Rojeski, a Ladera Ranch resident who loved dogs and worked as a buyer for an aerospace firm, had told friends and family that she was looking forward to the Lap-Band surgery. One friend described Rojeski as being thrilled ahead of what she hoped would be a life-changing procedure.
"I had just talked to Paula the night before. She was really excited, really happy. She told me, 'I'm going to be skinny!'" said Rojeski's longtime friend Marni Rader.
Friends said they thought that Rojeski was not significantly overweight -- her California driver's license listed her as 5 foot 5 and 160 pounds -- and that the surgery was unnecessary. Rader estimated that Rojeski weighed 180 pounds.
"I was a supportive friend, but I didn't think she needed it," Rader said. "I don't understand why it would be worth the risk for 20 or 30 pounds."
Rader said she and Rojeski met more than 10 years ago at a dog park in Orange County and had been friends ever since.
"She was never married. She never had kids. Her dogs were her kids," Rader said. "That was her happiest moment, in the park with her dogs. She loved her dogs as much as she loved her family and friends."
Dr. Michael Omidi, listed in a government filing as owner of the outpatient center at which Rojeski had her surgery, did not return a telephone call seeking comment about Rojeski's death. Instead, attorney Robert Silverman sent an email statement to The Times that he said Omidi had authorized.
"Any loss of life is tragic and our hearts and prayers go out to the family and loved ones," the statement said. "The surgery center you are discussing is fully accredited by a prestigious organization. It is my understanding that the center is conducting a full investigation of the events that transpired. Any reporting on this matter is premature."
1-800-GET-THIN and the Omidi brothers have filed a series of lawsuits against The Times, its journalists and website commenters over past coverage of the surgery deaths. Judges have dismissed three of the lawsuits and ordered the plaintiffs to pay The Times' legal expenses and fees in two of the cases.
Rojeski's friend, Rader, was one of several guests who attended a Sept. 17 memorial service at Rojeski's home. She said friends and family were surprised by two late-arriving guests: Silverman and a lawyer named Brian Oxman, both of whom have represented 1-800-GET-THIN and the Omidis in the past. They brought flowers.
"They didn't say they were sorry. They just came by," Rader said.

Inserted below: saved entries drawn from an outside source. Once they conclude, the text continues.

PR #22132, opened 2026-04-22
feat: add .new postfix completion based on expected type (rust-lang/r…

### LINKED ISSUE #20851: Generic postfix `new` completion
Imagine the following

```
let other_thing: OtherThing = ...;
let thing: RefCell<OtherThing> = other_thing$0;
```
imo it would be really nice if we could offer a postfix `.new` here that just does the expected thing of producing a `RefCell::new(other_thing$0)` edit that works for any expected type with such a `new` constructor.

Amit5601:
Fixes rust-lang/rust-analyzer#20851 
Added a .new postfix completion to easily construct types when the expected type is known.
Added the postfix_new unit test to verify it triggers correctly.

### DIFF
--- a/crates/ide-completion/src/completions/postfix.rs
+++ b/crates/ide-completion/src/completions/postfix.rs
@@ -3,7 +3,7 @@
 mod format_like;
 
 use base_db::SourceDatabase;
-use hir::{ItemInNs, Semantics};
+use hir::{HirDisplay, ItemInNs, Semantics};
 use ide_db::{
     RootDatabase, SnippetCap,
     documentation::{Documentation, HasDocs},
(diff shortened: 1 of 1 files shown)


crates/ide-completion/src/completions/postfix.rs
```diff
@@ -116,6 +116,16 @@ pub(crate) fn complete_postfix(
     postfix_snippet("dbgr", "dbg!(&expr)", &format!("dbg!(&{receiver_text})")).add_to(acc, ctx.db);
     postfix_snippet("call", "function(expr)", &format!("${{1}}({receiver_text})"))
         .add_to(acc, ctx.db);
+    if let Some(expected_ty) = ctx.expected_type.as_ref() {
+        let ty_name = expected_ty.display(ctx.db, ctx.display_target).to_string();
```
A4-Tacks, line 120: In an ideal situation, this should determine whether there is a `new` method, if there is one parameter, and if the types match


*[View changes since the review](https://triagebot.infra.rust-lang.org/gh-changes-since/rust-lang/rust-analyzer/22132/8954b66d43225e62c92e8bbcc8500191b5cceb1e..a3e74d21c6e0cd9c024f07d8073066f84b3ba1a0)*

A4-Tacks (approved):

Oxman said in an email that he attended the service "to express my deepest sympathy to the Rojeski family and bring them flowers." He also said the Rojeski family "was a long time resident of Superior, Wisconsin, where my mother grew up and knew the Roheski family well."
Silverman did not respond to a request for comment about his attendance at the memorial.
Alexander Robertson, a Westlake Village attorney who has filed several lawsuits against 1-800-GET-THIN and its affiliates, said he thinks it's time for the Medical Board of California to take action. His clients include the family of Laura Faitro, the other woman who died after Lap-Band surgery at the West Hills center at which Rojeski had her surgery.
"Clearly it sounds like there's something very wrong," Robertson said. "I just wonder where's the Medical Board in all of this? With five reported deaths, that's not just smoke, that's a forest fire. Somebody needs to investigate."
Medical Board spokeswoman Jennifer Simoes said she could not disclose whether any of the deaths were under investigation. But she said the agency would investigate any outpatient surgery deaths of which it becomes aware.
Times staff writer W.J. Hennigan contributed to this report.